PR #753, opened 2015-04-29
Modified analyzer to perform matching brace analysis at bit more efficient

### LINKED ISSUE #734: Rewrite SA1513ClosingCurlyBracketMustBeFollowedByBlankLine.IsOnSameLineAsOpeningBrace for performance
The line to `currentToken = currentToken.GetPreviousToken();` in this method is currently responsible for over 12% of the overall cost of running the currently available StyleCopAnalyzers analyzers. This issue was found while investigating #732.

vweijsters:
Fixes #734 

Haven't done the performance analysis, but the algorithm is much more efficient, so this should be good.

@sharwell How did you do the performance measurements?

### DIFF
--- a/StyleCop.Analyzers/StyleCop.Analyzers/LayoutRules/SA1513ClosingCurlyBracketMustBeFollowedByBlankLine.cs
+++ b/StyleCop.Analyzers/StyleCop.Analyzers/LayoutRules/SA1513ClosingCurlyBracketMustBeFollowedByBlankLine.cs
○ ○ ○ ○
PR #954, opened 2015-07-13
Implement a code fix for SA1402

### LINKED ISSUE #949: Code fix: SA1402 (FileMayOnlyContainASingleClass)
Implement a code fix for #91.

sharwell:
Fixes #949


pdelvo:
○ ○ ○ ○
Using the data above, reproduce exactly the lines between those holding "PR #753, opened 2015-04-29" and "the performance measurements?", inclusive, and no others.

PR #753, opened 2015-04-29
Modified analyzer to perform matching brace analysis at bit more efficient

### LINKED ISSUE #734: Rewrite SA1513ClosingCurlyBracketMustBeFollowedByBlankLine.IsOnSameLineAsOpeningBrace for performance
The line to `currentToken = currentToken.GetPreviousToken();` in this method is currently responsible for over 12% of the overall cost of running the currently available StyleCopAnalyzers analyzers. This issue was found while investigating #732.

vweijsters:
Fixes #734 

Haven't done the performance analysis, but the algorithm is much more efficient, so this should be good.

@sharwell How did you do the performance measurements?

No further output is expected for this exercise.